Starting AI on the right track
Now that cloud infrastructure can support the access and use of large volumes of data, businesses are at the point where that value can be tapped. Fueled by new technologies like ChatGPT, optimism is high around the potential of AI with regard to automation: AI is going to do all the things we don’t want to do and free up lots of employees who can work in more productive areas of the business.
That optimism is not proving to be particularly well-founded, not because AI can’t accomplish “all the things” but because the path forward has not been as effective as it needs to be.

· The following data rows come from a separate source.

Issue #2813, opened 2015-07-25
Multicast listening causing user warnings on OSX and Windows


myleshorton:
We used to handle this through code signing on OSX and adding a firewall rule on Windows, but that's let's punt on that until the next release. Actually the code signing approach might still be working on OSX not sure.

uaalto:
@myleshorton Do we have old code doing this for reference? I would like to get to this to make Lantern Pi available.

uaalto:
This will be apparently solved by code signing, right?

myleshorton:
On OSX it will be solved by code signing, but not on windows. Our old code that handled this one Windows is at:

https://github.com/getlantern/lantern-java/blob/master/install/win/Lantern.bat

We'll need to integrate something similar for give mode lantern in general actually. Would you mind ticketing that @uaalto?

uaalto:
Done. I'll be adding more information there if necessary. I keep track of that issue as part of the P2P work.

myleshorton:
Awesome!

On Fri, Aug 14, 2015 at 12:45 AM, Ulysses Aalto <notifications@github.com>
wrote:

> Done. I'll be adding more information there if necessary. I keep track of
> that issue as part of the P2P work.
>
> —
> Reply to this email directly or view it on GitHub
> <https://github.com/getlantern/lantern/issues/2813#issuecomment-131008849>
> .
>



-- 
--
President
Brave New Software Project, Inc.
https://www.getlantern.org
pgp A998 2B6E EF1C 373E 723F A813 045D A255 901A FD89

myleshorton:
This will be an issue again with IPFS.

myleshorton:
Closing since we don't have this issue now.

PR #2814, opened 2015-07-25
Temporarily disable localdiscovery #2813

myleshorton:
Note this doesn't address the actual issue in #2813 but rather temporarily disables localdiscovery so we can release 2.0.0 without worrying about this issue.

### DIFF
--- a/src/github.com/getlantern/flashlight/flashlight.go
+++ b/src/github.com/getlantern/flashlight/flashlight.go
@@ -9,7 +9,6 @@ import (
 	"os"
 	"os/signal"
 	"runtime"
-	"strconv"
 	"strings"
 	"sync"
 	"syscall"
@@ -25,7 +24,6 @@ import (
 	"github.com/getlantern/flashlight/client"
 	"github.com/getlantern/flashlight/config"
 	"github.com/getlantern/flashlight/geolookup"
-	"github.com/getlantern/flashlight/localdiscovery"
 	"github.com/getlantern/flashlight/logging"
 	"github.com/getlantern/flashlight/proxiedsites"
 	"github.com/getlantern/flashlight/server"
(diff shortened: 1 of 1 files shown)


myleshorton:
Can you take a quick look at this @uaalto? It's pretty trivial so I might just merge, but basically the issue is that OSX and Windows require special handling when opening listening ports that are available beyond localhost, particularly opening a windows firewall rule on Windows and just not requiring a user prompt on OSX. Code signing might actually already solve the OSX issue (I need to verify whether the user gets prompted to allow incoming connections to Lantern with an actually installed version), but the Windows issue remains.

I was recently joined by Cameron Turner, Vice President of Data Science, and a group of senior technology leaders from a range of industry sectors to consider how to move forward with scalable AI initiatives that make a positive impact on business.
These are the topics and insights we covered in a very useful discussion about how and where to take the organization’s first steps into AI.
The pendulum swing of AI
People are euphoric about the potential of AI to do automation, that AI is going to wash the dishes, drive us places and do all of our laundry (literally or figuratively). However, some of the early promises have yet to deliver.
What we are finding is that equilibrium is really on the ability of AI to superpower and enable the people and the talent that is already within our organization. It’s not just artificial intelligence or natural intelligence, it is just intelligence—human plus machine, doing better than either alone.